PR #1466, opened 2022-02-23
Fix blocked animations

mattgperry:
Closes https://github.com/framer/motion/pull/1451

This clears protectedKeys after animations triggered by `setActive`, ie gestures like `whileHover` etc. This removes the race condition of trying to animate a tree via state immediately after doing so with a gesture.

### DIFF
--- a/packages/framer-motion/src/render/utils/animation-state.ts
+++ b/packages/framer-motion/src/render/utils/animation-state.ts
@@ -384,7 +384,14 @@ export function createAnimationState(
 
         state[type].isActive = isActive
 
-        return animateChanges(options, type)
+        const animations = animateChanges(options, type)
+
+        // Remove this and create failing test
+        for (const key in state) {
+            state[key].protectedKeys = {}
+        }
+
+        return animations
     }
 
     return {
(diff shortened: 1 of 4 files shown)


packages/framer-motion/src/render/utils/animation-state.ts
```diff
@@ -384,7 +384,13 @@ export function createAnimationState(
 
         state[type].isActive = isActive
 
-        return animateChanges(options, type)
+        const animations = animateChanges(options, type)
+
+        for (const key in state) {
+            state[key].protectedKeys = {}
```
onnlucky, line 390: 😄

onnlucky (approved):
LGTM, good to see tests :)

packages/framer-motion/src/render/utils/animation-state.ts
shuangq: Does this mean animations triggered by setActive will never be protected if the value is unchanged? Would this cause other issues?

mattgperry: None that have been caught by tests 😅

This shouldnt be a problem because setActive will start the animation from the instigating component down through the tree whereas animations fired from useEffect will go from components bottom-up, and this is when we need to protect animations from being overridden by parents

shuangq: ah nice context, thanks for confirming!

____________________

• _Work required_:
When the word "shuangq" shows up in a line of the entries, report that line.

• _Reply to the task_:
shuangq: Does this mean animations triggered by setActive will never be protected if the value is unchanged? Would this cause other issues?
shuangq: ah nice context, thanks for confirming!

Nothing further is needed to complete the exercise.